* What you will do: Below are records; give the number of their lines that contain "public", and only that number.

(Stored items from a collection)
--------------------

PR #89168, opened 2022-08-08
Remove redundant and slow null token check from KeywordFieldMapper

original-brownbear:
Just found this old fix I had lying around :) This gives about a 10% speedup on the KW field mapper for me in the `BeatsMapperBenchmark` (through making things inline nicer I suspect).

No need to check for the null token manually and parse `textOrNull`.
Either we can just use `text()` since we know we don't have to deal
with a null token or use `textOrNull` and check the return value for
`null`.
I chose the latter because it benchmarked slightly faster in `BeatsMapperBenchmark`
but both save the expensive call to `currentToken` on the heavily nested x-content
parser that we use here.


mayya-sharipova (approved):
Nice optimization!

original-brownbear:
Thanks Mayya!

PR #89174, opened 2022-08-08
Make sure listener is completed in a correct thread context

idegtiarenko:


server/src/main/java/org/elasticsearch/cluster/routing/allocation/allocator/AllocationActionListener.java
```diff
@@ -29,10 +32,15 @@ public static ActionListener<Void> rerouteCompletionIsNotRequired() {
         return ActionListener.noop();
     }
 
+    // TODO replace with 2 arg call
```
idegtiarenko, line 35: I am working on remaining usages

server/src/test/java/org/elasticsearch/cluster/routing/allocation/allocator/AllocationActionListenerTests.java
```diff
@@ -59,4 +66,36 @@ public void testShouldDelegateFailureImmediately() {
...
+            listener.clusterStateUpdate().onResponse(AcknowledgedResponse.TRUE);
+        });
+        pool.generic().execute(() -> {
+            pool.getThreadContext().addResponseHeader("header", "reroute");
+            listener.reroute().onResponse(null);
+        });
+
+        queue.runAllTasks();
+        assertThat(completed.get(), equalTo("root"));
+    }
```
DaveCTurner, line 96: I wonder if we need the thread pool here? How about this?

```suggestion
    public void testShouldExecuteWithCorrectContext() {

        var threadContext = new ThreadContext(Settings.EMPTY);
        var completed = new AtomicReference<String>();
        AllocationActionListener<AcknowledgedResponse> listener;

        threadContext.putHeader("header", "root");
        listener = new AllocationActionListener<>(
            ActionListener.wrap(
                ignore -> completed.set(threadContext.getHeader("header")),
                exception -> {
                    throw new AssertionError("Should not fail in test");
                }
            ),
            threadContext
        );

        try (var ignored = threadContext.stashContext()) {
            threadContext.putHeader("header", "clusterStateUpdate");
            listener.clusterStateUpdate().onResponse(AcknowledgedResponse.TRUE);
        }

        try (var ignored = threadContext.stashContext()) {
            threadContext.putHeader("header", "reroute");
            listener.reroute().onResponse(null);
        }

        assertThat(completed.get(), equalTo("root"));
    }
```

NB using request headers in this test - response headers are not cleared in a `ContextPreservingActionListener`, and in fact you get all three response headers in the result so the following listener will fail.

```
            ActionListener.wrap(
                ignore -> {
                    final var testHeaders = pool.getThreadContext().getResponseHeaders().get("header");
                    assertThat(testHeaders, hasSize(1));
                    completed.set(testHeaders.get(0));
                },
                exception -> { throw new AssertionError("Should not fail in test"); }
            ),
```

Alternatively we could assert that we do want this response-header-preserving behaviour here.

DaveCTurner (approved):
LGTM

server/src/test/java/org/elasticsearch/cluster/routing/allocation/allocator/AllocationActionListenerTests.java
```diff
@@ -59,4 +67,84 @@ public void testShouldDelegateFailureImmediately() {
...
+
+        var listener = new AllocationActionListener<>(ActionListener.wrap(ignore -> {
+            assertThat(context.getResponseHeaders().get("header"), containsInAnyOrder("1", "3", "4"));
+            assertThat(context.getHeader("header"), equalTo("root"));
+        }, exception -> { throw new AssertionError("Should not fail in test"); }), context);
+
+        // this header should be ignored as it is added after context is captured
+        context.addResponseHeader("header", "2");
+
+        // reroute is executed for multiple changes so its headers should be ignored
```
DaveCTurner, line 87: nit: duplicated comment (should this one be about the CS update listener instead?)

```suggestion
        // headers for clusterStateUpdate listener are captured
```

server/src/test/java/org/elasticsearch/cluster/routing/allocation/allocator/AllocationActionListenerTests.java
```diff
@@ -59,4 +67,84 @@ public void testShouldDelegateFailureImmediately() {
...
+
+        var context = new ThreadContext(Settings.EMPTY);
+
+        // should not be changed after the listener is created
+        context.putHeader("header", "root");// ensure this is visible in the listener
+        context.addResponseHeader("header", "1");
+
+        var listener = new AllocationActionListener<>(ActionListener.wrap(ignore -> {
+            assertThat(context.getResponseHeaders().get("header"), containsInAnyOrder("1", "3", "4"));
+            assertThat(context.getHeader("header"), equalTo("root"));
```
DaveCTurner, line 81: I'd prefer to have some verification that this listener is actually completed (even though a bug of that nature would make other tests fail too)

DaveCTurner (commented):
Looks good, sorry just one more comment on the test.

DaveCTurner (approved):
LGTM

--------------------

* Response for this exercise: 5